◆ **Task input**:
PR #200, opened 2021-03-25
Add feedback from Amir

sebbacon:


docs/getting-started.md
```diff
@@ -72,15 +72,22 @@ few things. Most important is the `opensafely` tool; to install this, you must
...
-   click system tray docker icon; select "settings"; select "shared drives".
+3. If you have ended up with the *Hyper-V* backend, then when Docker has
+   finished starting up, you will need share your hard drive with Docker: click
+   system tray docker icon; select "settings"; select "shared drives".  This
+   setting does not exist in the *WSL 2* backend.
 4. Test Docker and opensafely work together. Open an Anaconda Prompt, and run
-   `opensafely pull`.  The first time you run it, this may take a long time,
-   depending on your network connection. It is downloading a reproducible
-   environment identical to that installed in the OpenSAFELY secure
+   `opensafely pull --force`.  The first time you run it, this can take a very
```
bloodearnest, line 88: I would remove this step entirely. `opensafely run` will download any images it needs.  There's no need to force the user to download every image (~10Gb) when they are only going to use `cohortextractor` image (~1GB) in this getting started guide.

If you really want to pre-load it, do `opensafely pull cohortextractor`

bloodearnest (changes requested):

ghickman:
I've updated this to take into account feedback, some tweaks to make editing (particularly inserting into lists) easier, and based it on the current state of `master`.  One of the paragraphs from the original changeset has already been rolled in (noting there are two backends).

@StevenMaude – you're probably best to review this?

StevenMaude (approved):

PR #202, opened 2021-03-26
Restructure study def into subsections

sebbacon:
Also adds some new brief intro text to each page, and some new copy re. thinking about null dates


wjchulme:
Ha, I have a branch that does this for dummy data. With some other (incomplete) simplifications to the whole section given what we now know about how study definitions are typically used. I'll rebase once this is merged.

wjchulme (approved):

PR #207, opened 2021-03-30
Study def tidy

wjchulme:
This PR simplifies the study definition pages, in particular making the explanation of `population` more consistent with how it's typically used.


evansd (approved):
Yep, looks good!

PR #1185, opened 2023-03-31
Build site to pull in databuilder repo before checking links

rebkwok:
Upgrading this repo to 3.11 broke the link checking in the ehrql repo. Since that link-checking actually did the checking on a checkout of this repo, it makes sense to just put the ehrql link checking here too.

- build site first so the link checker also checks ehrql links
- increase frequency of workflow run to nightly (ehrql changes regularly, we want to check links more frequently than once a week)
- Add the notify slack job for failures


rebkwok:
This will need access to a `SLACK_BOT_TOKEN` secret

evansd (approved):

PR #1189, opened 2023-04-03
add midpoint 6 rounding

LindaNab:
Explanation of midpoint 6 rounding and example code.


LFISHER7 (approved):
Thanks for adding this @LindaNab. I've made a few small changes to presentation, but I think the content is good. I'd like to share this with someone, so I'm going to go ahead and merge it but we can update it with any feedback we get

PR #1236, opened 2023-06-06
Covid-19 DPN DPIA 2023 security tier diagram

amirmehrkar:


iaindillingham (commented):
I think you probably want to replace [the current image](https://docs.opensafely.org/security-levels/#diagram) with this image, no? If so, then it should be called `OpenSAFELY-security-levels.svg`. If you're a bit stuck, then let me know.

iaindillingham (approved):

PR #1238, opened 2023-06-06
Explain how the link check process works

StevenMaude:
How to find broken URLs, and how to fix them.

This is based on my suggestion that someone else sees this process in opensafely-core/ehrql#1244.

***

:warning: However, it may be that this content is more suitable for the Bennett team manual, because we also use this same process for other sites we maintain.

If that's so, it's OK to suggest to move it there.

### DIFF
--- a/README.md
+++ b/README.md
@@ -3,3 +3,69 @@
 This is the public documentation for using the [OpenSAFELY platform](https://www.opensafely.org/).
 
 It provides information on how to get set up with and use the platform.
+
+## Link checking
+
+To help keep the content up-to-date,
+this repository has a scheduled weekly link check run with lychee.
+
+### Finding the inaccessible URLs
+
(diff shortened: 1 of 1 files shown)


StevenMaude:
Probably needs some formatting tidying.

Also, not sure if this is in `README.md`, or it should go in `DEPLOY.md` (and make that `DEVELOPERS.md`?)

StevenMaude:
:warning: It may be that this content is more suitable for the Bennett team manual, because we also use this process for other sites.

If that's so, it's OK to suggest to move it there.

iaindillingham (approved):
This is great; really useful. I think it belongs here, in the README, because:

* It's a public demonstration of how seriously we take our documentation (it belongs in this repo)
* It's not just for the tech team; anyone can help fix broken URLs (it belongs in this file)

PR #1246, opened 2023-06-13
Updating output checking processes

LFISHER7:
Adds updates to our stance on rounding and some instruction on releasing intermediate results

resolves https://github.com/ebmdatalab/service-analytics-team/issues/131
resolves https://github.com/ebmdatalab/service-analytics-team/issues/142

### DIFF
--- a/docs/releasing-files.md
+++ b/docs/releasing-files.md
@@ -113,7 +113,7 @@ If you are unsure about anything, please email us: [disclosurecontrol@opensafely
 The redaction of any counts <=5 reduces the risk of primary disclosure, but it does not remove the risk of secondary disclosure. As there are many active projects using the OpenSAFELY platform and datasets, there is a risk that your results might be combined with other results to reveal information about individuals or groups. To reduce this risk, we ask that you **round any counts to the nearest 5**. This includes rounding counts underlying any figures requested for release. In most cases this is unlikely to have a significant impact on your results. If it does, please highlight why it is important to release non-rounded counts when making an output review request.
 
 !!! note
-    Rounding does not remove the need to redact counts <=5. You should first redact any low counts and then apply rounding. If applying both techniques, the recommended approach is to first redact counts <=7 and then round to the nearest 5 (if you redact counts <=5 and then round to the nearest 5, any counts of 5 remaining must originally have been either 6 or 7; this approach provides the same protection for all counts)
+    Rounding does not remove the need to redact counts <=5. You should first redact counts <=7 and then round to the nearest 5 (if you redact counts <=5 and then round to the nearest 5, any counts of 5 remaining must originally have been either 6 or 7; this approach provides the same protection for all counts)
 
 Below is an example of a table before (top) and after (bottom) rounding has been applied. **Note that column and row totals are the sum of the rounded counts.**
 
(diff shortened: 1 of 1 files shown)


docs/releasing-files.md
```diff
@@ -136,7 +136,7 @@ Below is an example of a table before (top) and after (bottom) rounding has been
...
+A rate consists of a numerator and denominator, which are generally both counts. **In OpenSAFELY, any rate calculated from counts below the redaction threshold (5 or less) should also be a redacted.** In addition, we recommend rounding because redaction alone is vulnerable to differencing. When future calculations rely on rates not being mapped to a non-numerical like `[REDACTED]` and/or a distinction between a rate of zero and a non-zero rate is desirable, we recommend rounding the numerator and denominator to 'midpoint 6'. In short, rounding to 'midpoint 6' allows differentiating between zero and non-zero rates, by not breaking our suppression rules and without introducing bias.
```
HelenCEBM, line 139:
```suggestion
A rate consists of a numerator and denominator, which are generally both counts. **In OpenSAFELY, any rate calculated from counts below the redaction threshold (5 or less) should also be redacted.** In addition, we recommend rounding because redaction alone is vulnerable to differencing. When future calculations rely on rates not being mapped to a non-numerical like `[REDACTED]` and/or a distinction between a rate of zero and a non-zero rate is desirable, we recommend rounding the numerator and denominator to 'midpoint 6'. In short, rounding to 'midpoint 6' allows differentiating between zero and non-zero rates, by not breaking our suppression rules and without introducing bias.
```

docs/releasing-files.md
```diff
@@ -226,6 +226,19 @@ For each output wishing to be released you will need to provide a clear contextu
 
 Each section in the review request form should normally describe a single file, but where necessary for similar files, these can be grouped together and wildcards can be used for the file path (e.g. `release/hospitalisation_rate_by_*.csv`). **If you use a wildcard, please indicate how many files this captures**.
 
+### Release of intermediate data
+
+In general, releases should be for final results from your project (see the note above). However, on some occassions it is appropriate to release intermediate data. Below are some suggestions for when this is appropriate:
+
+* You think you may need to make minor edits to final outputs such as changing figure labels. Release of the intermediate data allows you to make these changes locally.
+* A large number of outputs are produced from a single intemediate output. Release of the intermediate data underlying the figures (which needs to be checked whether it is released or not) avoids the need to check the downstream outputs.
+*  The intemediate data doesn't contain person-level data, but is used for running a model that would produce multiple outputs.
```
HelenCEBM, line 235:
```suggestion
*  The intermediate data doesn't contain person-level data, but is used for running a model that would produce multiple outputs.
```

docs/releasing-files.md
```diff
@@ -226,6 +226,19 @@ For each output wishing to be released you will need to provide a clear contextu
 
 Each section in the review request form should normally describe a single file, but where necessary for similar files, these can be grouped together and wildcards can be used for the file path (e.g. `release/hospitalisation_rate_by_*.csv`). **If you use a wildcard, please indicate how many files this captures**.
 
+### Release of intermediate data
+
+In general, releases should be for final results from your project (see the note above). However, on some occassions it is appropriate to release intermediate data. Below are some suggestions for when this is appropriate:
+
+* You think you may need to make minor edits to final outputs such as changing figure labels. Release of the intermediate data allows you to make these changes locally.
+* A large number of outputs are produced from a single intemediate output. Release of the intermediate data underlying the figures (which needs to be checked whether it is released or not) avoids the need to check the downstream outputs.
```
HelenCEBM, line 234:
```suggestion
* A large number of outputs are produced from a single intermediate output. Release of the intermediate data underlying the figures (which needs to be checked whether it is released or not) avoids the need to check the downstream outputs.
```

docs/releasing-files.md
```diff
@@ -226,6 +226,19 @@ For each output wishing to be released you will need to provide a clear contextu
...
+*  The intemediate data doesn't contain person-level data, but is used for running a model that would produce multiple outputs.
+
+If requesting release of intermediate data there are a few considerations:
+
+*  We recommend that you continue to develop downstream analysis actions within the OpenSAFELY pipeline, even if they are not inteneded to be run on the server against. This helps maintain reproducibility.
```
HelenCEBM, line 239:
```suggestion
*  We recommend that you continue to develop downstream analysis actions within the OpenSAFELY pipeline, even if they are not intended to be run on the server. This helps maintain reproducibility.
```

HelenCEBM:
I wonder if the intermediate data part could be a little clearer, e.g. re. the first point on changing chart labels, I would normally release the data behind a chart anyway (e.g for supplementary data) so would consider that final data rather than intermediate... I'm not sure if this is the first mention of running code outside rather than inside the server so not sure if some people might get a bit confused by that?

LFISHER7:
I agree by our definition of final outputs on this page (as being outputs for your publication), the underlying data could be considered a final output. But it's not been common for people to request release of this. Are you able to suggest how this could be clearer? 

By the time people are releasing outputs, they should be familiar with the concept of running locally but i've added in a section with some considerations for when you run locally on released outputs.

docs/releasing-files.md
```diff
@@ -292,6 +308,14 @@ These outputs can be shared with project collaborators and published in line wit
     - transcribing (e.g., to paper or email)
     - using screen sharing software or any recording device/software
 
+### Running further analyses on released outputs
+
+If you have had [intermediate data released](#release-of-intermediate-data) and you wish to run further analyses on them, such as reformatting figures, there are a few things to consider.
+
+1. You should include the code for these steps in your GitHub repo.
+2. You **should not** commit any of the released outputs to your GitHub repo. Make sure to include them in the `.gitignore` file.
```
HelenCEBM, line 316: what about the final processed charts/tables created as a result, should they be excluded from the repo as well?

LFISHER7: I think they have to be, for now, given our approaches to making repos public and the template readme content. Ultimately, we'll need to be able to upload results to the jobs site

Issue #1289, opened 2023-07-26
Check for links to `docs.opensafely.org` in PRs


StevenMaude:
Spotted in #1290. I've fixed these there, but there's nothing to stop anyone reintroducing them in future.

Contributors may not realise that the preferable approach is linking internally to the documentation, rather than the published version of that site, so that the URLs are to the correct version of the documentation wherever it is built and run. It does not help that the Markdown URL syntax is easy to get wrong when linking to files. 

We could probably use Vale or similar — see #643 — to check for this and suggest to someone making changes that they probably want a relative Markdown link.

PR #1290, opened 2023-07-26
Tidy links a little

StevenMaude:
* Ditch links to `https://docs.opensafely.org`; these should be internal links within the Markdown.
* Remove use of "here" in link text as it is unhelpful, [particularly for users using screen readers](https://usability.yale.edu/web-accessibility/articles/links#disabilities):
  > While screen readers can read a full page to a user, screen reader users may prefer to instead listen to a list of links. In that case, a screen reader may only read the link text and not the surrounding text.
* Fix some small whitespace issues either manually in surrounding sentences that have been edited, or in files that have been edited as found by pre-commit.


StevenMaude:
While it's fine to manually clear these up now and again, we should try and nudge contributors to make the correct changes. I've opened #1289 and #1291 for this purpose.

StevenMaude:
![Link check running in GitHub Actions and passing for commit 79de8c98bdd0ad2ea83992f3d087dce4612801b5.]https://github.com/opensafely/documentation/assets/3818079/fecacbbf-3b04-4bc0-801d-769064f49481)

tomodwyer (approved):

PR #1299, opened 2023-08-01
Add basic Vale configuration

StevenMaude:
Fixes #1289.
Fixes #1291.
Relates to #519 and #643.

This adds a minimal Vale configuration as a trial.

With this change, adding rules can help us be more consistent across our documentation. These are not enforced anywhere, but can be checked optionally by one or more of:

* running Vale locally against the documentation source via `just lint-docs`
* installing Vale into editor/IDE for suggestions while editing
* running the `check_docs` workflow, included in this PR that allows you to list the suggestions for a branch

The rules may still need further refinement especially as they are regex-based, but they are not enforced anywhere.

Running Vale with these rules on the documentation source results in 0 suggestions, since these were fixed in #1304.

:warning: This PR *does not*:

* add some automated way of installing Vale locally; individuals must do that themselves.
* check the ehrQL documentation; that will need some thinking about integration, particularly because:
  * ehrQL documentation is pulled in separately from the ehrQL repository
  * a sizeable chunk of the ehrQL documentation is autogenerated from Python docstrings

PR #1304, opened 2023-08-03
Make various small improvements found by Vale

StevenMaude:
Based on #1299.

Most of the changes are found from the checks proposed in #1299. There are some other small fixes, either caught by pre-commit (trailing whitespace in edited files) or by eye in the surrounding text.


StevenMaude:
This doesn't completely clear all the Vale suggestions. That's because the style rules need some further refinement: particularly around false positives of OpenSAFELY URLs being lowercase "opensafely", which is actually fine.

PR #1306, opened 2023-08-07
Tidy 'publication of outputs on jobserver' sections

HelenCEBM:
Mention that copilot should chase up on outputs being turned from draft to public


LFISHER7 (approved):

HelenCEBM:
Note similar text also appears on https://docs.opensafely.org/jobs-site/#publishing-outputs so perhaps we should link to that instead of repeating here.

LFISHER7 (approved):

PR #1332, opened 2023-09-14
Move a couple of sections to top level in sidebar

inglesp:
This slightly increases the depth of content on display, without negatively impacting navigability.


inglesp:
Before:

image

After:

image

PR #1383, opened 2023-11-16
Update Actions section to reference ehrQL

inglesp:
Addresses part of https://github.com/opensafely-core/ehrql/issues/1676

### DIFF
--- a/docs/actions-pipelines.md
+++ b/docs/actions-pipelines.md
@@ -5,7 +5,7 @@ This section covers how to develop, run, and test your code to ensure it will wo
 
 ## Project pipelines
 
-The [cohortextractor](actions-cohortextractor.md) section describes how to make an action which generate dummy datasets based on the instructions [defined in your `study_definition.py` script](study-def.md).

◆ **What you are asked to do**:
Search the records for the word "considerations" and copy every line where it occurs.

◆ **Solved exercise**:
+If requesting release of intermediate data there are a few considerations:
By the time people are releasing outputs, they should be familiar with the concept of running locally but i've added in a section with some considerations for when you run locally on released outputs.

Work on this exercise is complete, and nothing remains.